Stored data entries
PR #1451, opened 2023-08-24
benchalerts: stop using /api/runs links key

austin3dickey:
I noticed that `benchalerts` was using one key from the runs API ("links") that was removed in #1450.

### DIFF
--- a/benchalerts/benchalerts/pipeline_steps/conbench.py
+++ b/benchalerts/benchalerts/pipeline_steps/conbench.py
@@ -104,6 +104,7 @@ class GetConbenchZComparisonForRunsStep(AlertPipelineStep):
             raise
 
         run_comparison = RunComparisonInfo(
+            conbench_api_url=self.conbench_client._base_url,
             contender_info=contender_info,
             baseline_run_type=self.baseline_run_type.value,
         )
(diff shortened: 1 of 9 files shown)


benchalerts/benchalerts/pipeline_steps/conbench.py
```diff
@@ -104,6 +104,7 @@ def _get_one_run_comparison(self, run_id: str) -> Optional[RunComparisonInfo]:
             raise
 
         run_comparison = RunComparisonInfo(
+            conbench_api_url=self.conbench_client._base_url,
```
alistaire47, line 107: Maybe we should un-underscore this? Or we could get it from the env var, which is always set when this is run, I'm pretty sure, but that's less direct.

alistaire47 (approved):

benchalerts/benchalerts/pipeline_steps/conbench.py
austin3dickey: Yeah I considered the env var but the client has some nice handling built in: 
https://github.com/conbench/conbench/blob/be2f5978c6af0291bab0accda1acfc65eb4a724d/benchclients/python/benchclients/conbench.py#L98

Someday we'll set up a nice integration test suite and won't have to worry about our libraries using each others' private attributes.

PR #1453, opened 2023-08-25
DB: store commit repo URL on benchmark_result

austin3dickey:
Part of #1165. Steps 1 and 2 of [this plan](https://github.com/conbench/conbench/issues/1165#issuecomment-1690557411).

This PR adds a nullable `commit_repo_url` column to BenchmarkResult. This is populated by the user-given `["github"]["repository"]` in the `POST /api/benchmark-results` payload if given.

It also makes the `["github"]["commit"]` property optional in the same payload. This is so we can switch over clients that today submit `"github": null` in transient commit use cases to `"github": {"repository": "..."}` instead.

### DIFF
--- a/conbench/api/_examples.py
+++ b/conbench/api/_examples.py
@@ -36,6 +36,7 @@ def _api_benchmark_entity(
     commit_id,
     parent_id,
     commit_type,  # "none", "known", "unknown"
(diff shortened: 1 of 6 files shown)


austin3dickey:
🚢

PR #1457, opened 2023-08-28
API POST result: require github prop again

austin3dickey:
This PR is part of #1165 and makes the `github` property required to post a benchmark result. This is so that each benchmark result is associated with a repository, even if it's not associated with a reproducible commit in that repository.

### DIFF
--- a/conbench/tests/api/test_results.py
+++ b/conbench/tests/api/test_results.py
@@ -517,6 +517,7 @@ class TestBenchmarkResultPost(_asserts.PostEnforcer):
         "run_id",
         "tags",
         "timestamp",
+        "github",
     ]
 
     def test_create_benchmark(self, client):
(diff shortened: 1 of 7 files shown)


conbench/tests/api/test_results.py
```diff
@@ -791,25 +783,6 @@ def _assert_commit_repo_without_hash(self, response):
...
-        location = "http://localhost/api/benchmarks/%s/" % new_id
-        self.assert_201_created(response, _expected_entity(benchmark_result), location)
-
-        # create another benchmark without commit context
-        # (test duplicate key duplicate key -- commit_index)
-        response = client.post("/api/benchmarks/", json=data)
-        benchmark_result, new_id = self._assert_none_commit(response)
-        location = "http://localhost/api/benchmarks/%s/" % new_id
-        self.assert_201_created(response, _expected_entity(benchmark_result), location)
-
```
deepsihag, line 812: Do we have test case to cover 'github' key validation?

austin3dickey: Yes, in the parent class of this test class we try to submit an object without each required key and assert that there's an error.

Problem statement
Without altering a single character, write out every record above.

Result
PR #1451, opened 2023-08-24
benchalerts: stop using /api/runs links key

austin3dickey:
I noticed that `benchalerts` was using one key from the runs API ("links") that was removed in #1450.

### DIFF
--- a/benchalerts/benchalerts/pipeline_steps/conbench.py
+++ b/benchalerts/benchalerts/pipeline_steps/conbench.py
@@ -104,6 +104,7 @@ class GetConbenchZComparisonForRunsStep(AlertPipelineStep):
             raise
 
         run_comparison = RunComparisonInfo(
+            conbench_api_url=self.conbench_client._base_url,
             contender_info=contender_info,
             baseline_run_type=self.baseline_run_type.value,
         )
(diff shortened: 1 of 9 files shown)


benchalerts/benchalerts/pipeline_steps/conbench.py
```diff
@@ -104,6 +104,7 @@ def _get_one_run_comparison(self, run_id: str) -> Optional[RunComparisonInfo]:
             raise
 
         run_comparison = RunComparisonInfo(
+            conbench_api_url=self.conbench_client._base_url,
```
alistaire47, line 107: Maybe we should un-underscore this? Or we could get it from the env var, which is always set when this is run, I'm pretty sure, but that's less direct.

alistaire47 (approved):

benchalerts/benchalerts/pipeline_steps/conbench.py
austin3dickey: Yeah I considered the env var but the client has some nice handling built in: 
https://github.com/conbench/conbench/blob/be2f5978c6af0291bab0accda1acfc65eb4a724d/benchclients/python/benchclients/conbench.py#L98

Someday we'll set up a nice integration test suite and won't have to worry about our libraries using each others' private attributes.

PR #1453, opened 2023-08-25
DB: store commit repo URL on benchmark_result

austin3dickey:
Part of #1165. Steps 1 and 2 of [this plan](https://github.com/conbench/conbench/issues/1165#issuecomment-1690557411).

This PR adds a nullable `commit_repo_url` column to BenchmarkResult. This is populated by the user-given `["github"]["repository"]` in the `POST /api/benchmark-results` payload if given.

It also makes the `["github"]["commit"]` property optional in the same payload. This is so we can switch over clients that today submit `"github": null` in transient commit use cases to `"github": {"repository": "..."}` instead.

### DIFF
--- a/conbench/api/_examples.py
+++ b/conbench/api/_examples.py
@@ -36,6 +36,7 @@ def _api_benchmark_entity(
     commit_id,
     parent_id,
     commit_type,  # "none", "known", "unknown"
(diff shortened: 1 of 6 files shown)


austin3dickey:
🚢

PR #1457, opened 2023-08-28
API POST result: require github prop again

austin3dickey:
This PR is part of #1165 and makes the `github` property required to post a benchmark result. This is so that each benchmark result is associated with a repository, even if it's not associated with a reproducible commit in that repository.

### DIFF
--- a/conbench/tests/api/test_results.py
+++ b/conbench/tests/api/test_results.py
@@ -517,6 +517,7 @@ class TestBenchmarkResultPost(_asserts.PostEnforcer):
         "run_id",
         "tags",
         "timestamp",
+        "github",
     ]
 
     def test_create_benchmark(self, client):
(diff shortened: 1 of 7 files shown)


conbench/tests/api/test_results.py
```diff
@@ -791,25 +783,6 @@ def _assert_commit_repo_without_hash(self, response):
...
-        location = "http://localhost/api/benchmarks/%s/" % new_id
-        self.assert_201_created(response, _expected_entity(benchmark_result), location)
-
-        # create another benchmark without commit context
-        # (test duplicate key duplicate key -- commit_index)
-        response = client.post("/api/benchmarks/", json=data)
-        benchmark_result, new_id = self._assert_none_commit(response)
-        location = "http://localhost/api/benchmarks/%s/" % new_id
-        self.assert_201_created(response, _expected_entity(benchmark_result), location)
-
```
deepsihag, line 812: Do we have test case to cover 'github' key validation?

austin3dickey: Yes, in the parent class of this test class we try to submit an object without each required key and assert that there's an error.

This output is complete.